##### ENTRIES SHOWN #####
PR #1385, opened 2024-01-03
change name for docker ci to be caps like the other

EmosewaMC:


aronwk-aaron (approved):

aronwk-aaron:
Should it just be renamed docker-build or something like that, as to make it different?
Since it's not the "CI" pipeline?

Fine with either decision, apologies for not thinking about this when copying it over from nexus dash

Xiphoseer (approved):

PR #1386, opened 2024-01-04
fix: dont crash if resServer doesn't exist

aronwk-aaron:
and try to make resServer as well if it doesn't exist

Tested that this works

### DIFF
--- a/dMasterServer/MasterServer.cpp
+++ b/dMasterServer/MasterServer.cpp
@@ -150,31 +150,40 @@ int main(int argc, char** argv) {
 	}
 
 	MigrationRunner::RunMigrations();
-
-	const bool cdServerExists = std::filesystem::exists(BinaryPathFinder::GetBinaryDir() / "resServer" / "CDServer.sqlite");
+	const auto resServerPath = BinaryPathFinder::GetBinaryDir() / "resServer";
+	const bool cdServerExists = std::filesystem::exists(resServerPath / "CDServer.sqlite");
#####
Exactly as written above, copy every line.

*ANSWER*
PR #1385, opened 2024-01-03
change name for docker ci to be caps like the other

EmosewaMC:


aronwk-aaron (approved):

aronwk-aaron:
Should it just be renamed docker-build or something like that, as to make it different?
Since it's not the "CI" pipeline?

Fine with either decision, apologies for not thinking about this when copying it over from nexus dash

Xiphoseer (approved):

PR #1386, opened 2024-01-04
fix: dont crash if resServer doesn't exist

aronwk-aaron:
and try to make resServer as well if it doesn't exist

Tested that this works

### DIFF
--- a/dMasterServer/MasterServer.cpp
+++ b/dMasterServer/MasterServer.cpp
@@ -150,31 +150,40 @@ int main(int argc, char** argv) {
 	}
 
 	MigrationRunner::RunMigrations();
-
-	const bool cdServerExists = std::filesystem::exists(BinaryPathFinder::GetBinaryDir() / "resServer" / "CDServer.sqlite");
+	const auto resServerPath = BinaryPathFinder::GetBinaryDir() / "resServer";
+	const bool cdServerExists = std::filesystem::exists(resServerPath / "CDServer.sqlite");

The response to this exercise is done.